Wo guckst Du Geo? Nur vom Bild her? Geotabelle kann ich nirgens finden.

@ odelay:
Wenn es keine Geotabelle gibt- könntes Du mal messen:
Höhe Oberrohr so 5cm vor der Sattelspitze (da sollte Mann schon drüber stehen können...)
Höhe Tretlager

Kurbellänge (127) ist ja beantwortet, die Felgenfrage würde mich auch interessieren.

Danke, Steffl


----------



## trolliver (17. Juli 2012)

Geotabelle gibt es nicht bei Orbea, jedenfalls nicht öffentlich zugänglich. Es hat den Anschein, als wäre das Team von den anderen beiden Varianten insofern verschieden, als dass das Tretlager deutlich niedriger angesiedelt ist. Kann aber auch eine Folge der verbauten Gabeln sein. Orbea gibt jedenfalls für alle Varianten nur an, die Minipro Geometry zu besitzen, was auf die gleiche Geometrie schließen ließe. Insgesamt finde ich die Internetauskunft für Radbegeisterte ziemlich dürftig.
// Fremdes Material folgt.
PR #231, opened 2023-04-24
EIP1-5615 / EIP1-5627 - openAPI spec to add re-issue endpoint

NathanRussellValtech:
This PR adds the new endpoint definition for the new "re-issue AED" API.

Screenshot 2023-04-24 at 09 09 37

### DIFF
--- a/src/main/resources/openapi/PrintAPIs.yaml
+++ b/src/main/resources/openapi/PrintAPIs.yaml
@@ -1,7 +1,7 @@
 openapi: 3.0.0
 info:
   title: Print APIs
-  version: '1.13.0'
+  version: '1.14.0'
   description: Print APIs
   contact:
     name: Krister Bone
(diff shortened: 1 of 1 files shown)


src/main/resources/openapi/PrintAPIs.yaml
```diff
@@ -1359,6 +1443,30 @@ components:
         - registeredAddress
         - delivery
 
+    ReIssueAnonymousElectorDocumentRequest:
+      title: ReIssueAnonymousElectorDocumentRequest
+      description: Request body to re-issue an Anonymous Elector Document (AED)
+      type: object
+      properties:
+        sourceType:
+          $ref: '#/components/schemas/SourceType'
```
NathanRussellValtech, line 1452: I'm not sure about `sourceType` (it's an enum of `voter-card` or `anonymous-elector-document`) ... 🤔 

Half of me says we don't need it as it's implied through the API path .... but there is a semi-precedent set where we already use it in `GenerateAnonymousElectorDocumentRequest` and `GenerateTemporaryCertificateRequest` 🤔 

What do we think? I guess the possible difference here is that the REST APIs that use `GenerateAnonymousElectorDocumentRequest` and `GenerateTemporaryCertificateRequest` are meant to be called by VCA, rather than by the UI, so we can be confident that VCA sets the correct value
Whereas this API is meant to be called by the UI .....

Thoughts anyone ?

vishalgupta-valtech: I agree. I don't think we need `sourceType` at all for generating AEDs. It's implicitly `ANONYMOUS_ELECTOR_DOCUMENT`

src/main/resources/openapi/PrintAPIs.yaml
```diff
@@ -676,6 +676,90 @@ paths:
...
+        '400':
+          $ref: '#/components/responses/400ErrorResponse'
+        '404':
+          $ref: '#/components/responses/404ErrorResponse'
+      operationId: re-issue-anonymous-elector-document
+      security:
+        - eroUserCognitoUserPoolAuthorizer: [ ]
+      x-amazon-apigateway-integration:
+        type: HTTP_PROXY
+        uri: '${base_uri}/eros/{eroId}/anonymous-elector-documents'
```
vishalgupta-valtech, line 752: Missing `/re-issue`

vishalgupta-valtech (approved):
LGTM, just minor comment

src/main/resources/openapi/PrintAPIs.yaml
NathanRussellValtech: Good spot; done 👍

src/main/resources/openapi/PrintAPIs.yaml
NathanRussellValtech: Done

PR #232, opened 2023-04-24
Feature/EIP1-5628 EIP1-5662 Additional fields in AED response

matt-wills-valtech:
This PR adds additional fields to the response object that's returned from the Get AEDs by applicationId endpoint.

Since each object in the response now contains nearly all the fields for an AED, I've removed any mention of "summary" and instead we should think of them as AEDs in their own right.

The additional fields are:
* sourceReference
* applicationReference
* firstName
* middleNames
* surname
* email
* phoneNumber

image


src/main/kotlin/uk/gov/dluhc/printapi/database/entity/AnonymousElectorDocument.kt
```diff
@@ -51,8 +51,9 @@ class AnonymousElectorDocument(
     @field:Size(max = 255)
     var sourceReference: String,
 
+    @field:NotNull
     @field:Size(max = 255)
-    var applicationReference: String?,
+    var applicationReference: String,
```
matt-wills-valtech, line 56: This is mandatory in the generate endpoint within the swagger spec, but just to be sure we've checked that there aren't any null instances in prod.

src/main/resources/openapi/PrintAPIs.yaml
```diff
@@ -1229,6 +1229,17 @@ components:
...
           description: GSS code of the ERO responsible for the application
           example: E12345678
+        sourceReference:
+          type: string
+          pattern: '^[a-fA-F\d]{24}$'
+          description: |
+            A 24 character hex string. 
+            The unique identifier of an Anonymous elector document application.
+          example: 1f0f76a9a66f438b9bb33070
+        applicationReference:
```
vishalgupta-valtech, line 1239: `sourceReference` and `applicationReference` should be added to `required:` as well

vishalgupta-valtech (approved):
LGTM, just a minor comment around spec

src/main/kotlin/uk/gov/dluhc/printapi/service/aed/AnonymousElectorDocumentService.kt
```diff
@@ -28,25 +28,25 @@ class AnonymousElectorDocumentService(
...
+        with(generateAnonymousElectorDocumentMapper.toAnonymousElectorDocument(dto, filename)) {
             val templateDetails = pdfTemplateDetailsFactory.getTemplateDetails(this)
             val contents = pdfFactory.createPdfContents(templateDetails)
             anonymousElectorDocumentRepository.save(this)
             return PdfFile("anonymous-elector-document-$certificateNumber.pdf", contents)
         }
     }
 
-    fun getAnonymousElectorDocumentSummaries(
+    fun getAnonymousElectorDocuments(
```
vishalgupta-valtech, line 39: Sorry I think I should have done it earlier, but are you ok to add this bit ? 

@Transactional(readOnly = true)

matt-wills-valtech: Good spot, done.

PR #233, opened 2023-04-24
NO-JIRA: Adds dummy endpoint implementations

vishalgupta-valtech:


src/main/kotlin/uk/gov/dluhc/printapi/rest/aed/AnonymousElectorDocumentController.kt
```diff
@@ -60,6 +65,26 @@ class AnonymousElectorDocumentController(
...
     }
 
+    @PostMapping("re-issue")
+    @PreAuthorize(HAS_ERO_VC_ANONYMOUS_ADMIN_AUTHORITY)
+    fun reissueAnonymousElectorDocument(
+        @PathVariable eroId: String,
+        @RequestBody @Valid request: ReIssueAnonymousElectorDocumentRequest,
+        authentication: Authentication
+    ): ResponseEntity<InputStreamResource> {
+        logger.info { "Request received to reissue AED document for eroId [$eroId], request [$request]" }
```
vishalgupta-valtech, line 75: Upon implementating this endpoint, we should change this 2 info statements to be debug

PR #237, opened 2023-04-25
EIP1-5675 - Add collection reason column

matt-wills-valtech:
New optional column which will be populated in subsequent PRs. Also known as "problem reason" in VCA, but "collection reason" is surely better.


src/main/kotlin/uk/gov/dluhc/printapi/database/entity/Delivery.kt
```diff
@@ -48,6 +48,9 @@ class Delivery(
     @Enumerated(EnumType.STRING)
     var deliveryAddressType: DeliveryAddressType,
 
+    @field:Size(max = 1024)
+    var collectionReason: String?,
```
vishalgupta-valtech, line 52: Should it be `= null`

vishalgupta-valtech (approved):
LGTM 👍🏼 I think we need to acknowledge that we will lose the `reason` values for the existing records

PR #238, opened 2023-04-25
Feature/EIP1-5685 Persist collection reason

matt-wills-valtech:
This PR persists the reason the elector gave for having to collect their AED (if applicable).


vishalgupta-valtech (approved):
Lgtm

PR #178, opened 2021-09-17
Properly include test data in package dist

raehik:
Need to sort this to pass Stackage's tests.


raehik:
(The Windows CI builds keep randomly failing due to some weird bug, I don't know what's going on. I *think* it keeps failing at building Alex, though.)

PR #180, opened 2021-09-24
Patch/fixup rewriter bug

### LINKED ISSUE #179: Rewriter Bug: '!' character in string literals treated as an explicit comment
While examining chunks, [`evaluateChunks_`](https://github.com/camfort/fortran-src/blob/37fe7b2005ff1bc1f4abec1020a783ce50b10666/src/Language/Fortran/Rewriter/Internal.hs#L194-L237) is too eager in determining where an explicit comment starts.

This is due to using `(BC.elemIndex '!' chStr)` will trip up on `!` characters inside string literals, and report that Sourcelocation as the start of an explicit comment.

The right way to go about this would be:
1. Traverse each chunk, while maintaining state about whether a character is in a string literal or not
2.  Use this state  to locate a `!` outside a string literal

The code in question lives here:

https://github.com/camfort/fortran-src/blob/37fe7b2005ff1bc1f4abec1020a783ce50b10666/src/Language/Fortran/Rewriter/Internal.hs#L209-L211

E.g.:

```
      write(8, *) "a really long string!", var1, var2, var3
                                       ^
                                       |__ `nextLen` points to here
```

envp:
Fixes #179 

[`evaluateChunks_`](https://github.com/camfort/fortran-src/blob/37fe7b2005ff1bc1f4abec1020a783ce50b10666/src/Language/Fortran/Rewriter/Internal.hs#L194-L237) is too eager in determining where an explicit comment starts.

This is due to using `(BC.elemIndex '!' chStr)` will trip up on `!` characters inside string literals, and report that Sourcelocation as the start of an explicit comment.

The right way to go about this would be:
1. Traverse each chunk, while maintaining state about whether a character is in a string literal or not
2.  Use this state  to locate a `!` outside a string literal

This PR fixes the above issue, and adds a failing test for detecting regressions.

### DIFF
--- a/src/Language/Fortran/Rewriter/Internal.hs
+++ b/src/Language/Fortran/Rewriter/Internal.hs
@@ -189,26 +189,29 @@ allChunks rchars = chunk : allChunks rest
 -- | Transform a list of 'Chunk's into a single string, applying
 -- continuation lines when neccessary.
 evaluateChunks :: [Chunk] -> ByteString
-evaluateChunks ls = evaluateChunks_ ls 0
+evaluateChunks ls = evaluateChunks_ ls 0 Nothing
 
-evaluateChunks_ :: [Chunk] -> Int64 -> ByteString
-evaluateChunks_ []       _       = ""
-evaluateChunks_ (x : xs) currLen =
-    if overLength
-    then "\n     +"
-         <> evaluateRChars xPadded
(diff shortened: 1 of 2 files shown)


raehik:
Nice catch, looks good. I *should* implement this in my continuation reformatter, but I think that has the opposite issue (it might split a comment without realising, and I don't believe comments can be continuated).

Thank you for the test case too! Merging.

PR #183, opened 2021-10-04
Constant folding for integer exponentation

raehik:


raehik:
Quick fix for an issue noting during discussion with @dorchard .

PR #184, opened 2021-10-14
Basic support for evaluating explicit constant expressions in type analysis

raehik:


raehik:
Old work replaced by #192 .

Isla ist allerdings auch nicht viel auskunftsfreudiger. Wenn man die Bilder übereinander legt, entsprechen die Orbea Modelle von der Größe und den Proportionen her eher den Beinn 20 small Rädern von Isla. Die 20 Large wirken größer und länger.


----------



## Taurus1 (30. Juli 2012)

Wie alt bzw. groß sind eure Kinder?
Habe eine 5jährige, 1,09m, Schrittlänge 49cm.
Ihr altes, geschenktes 16Zöller ist sauschwer, anscheinend zu klein, und die Lager der Achsen sind hinüber, Räder drehen sich schwer.
Bevor sie ganz die Lust am fahren verliert, möchte ich  ihr jetzt auch ein leichtes 20Zöller mit Schaltung und ohne Rücktritt gönnen.

Ich überlege, ob 
- Orbea MX 20 Team
- Orbea Grow 2 7V
- Kokua Liketobike 20
- Kaniabike twenty
- Felt Q20R
- Commencal Ramones 20 (mit Federgabel, deswegen etwas schwerer, aber immer noch OK)
was wären.
Das Kokua scheint zu groß zu sein. Bei Kaniabike gibt es anscheinend nur dieses Weiß-Silber. Das Orbea Grow ist wahrscheinlich nicht so für die härtere Gangart.
Was haltet Ihr davon?


----------



## phwi (31. Juli 2012)

habe meiner tochter gerade ein kania twenty small gekauft. das ist vergleichbar mit isla20small. passt ihr gut bei 113cm größe. ich habe tune-version mit leichteren reifen. und es ist HELLBLAU. bei kania wohl wieder mitte august liefebar. aber woba hat eventuell noch eins im laden (dort hab ich gekauft, aber direkt von kania geliefert bekommen). letzte woche gabs noch 1x weiß + 1x blau.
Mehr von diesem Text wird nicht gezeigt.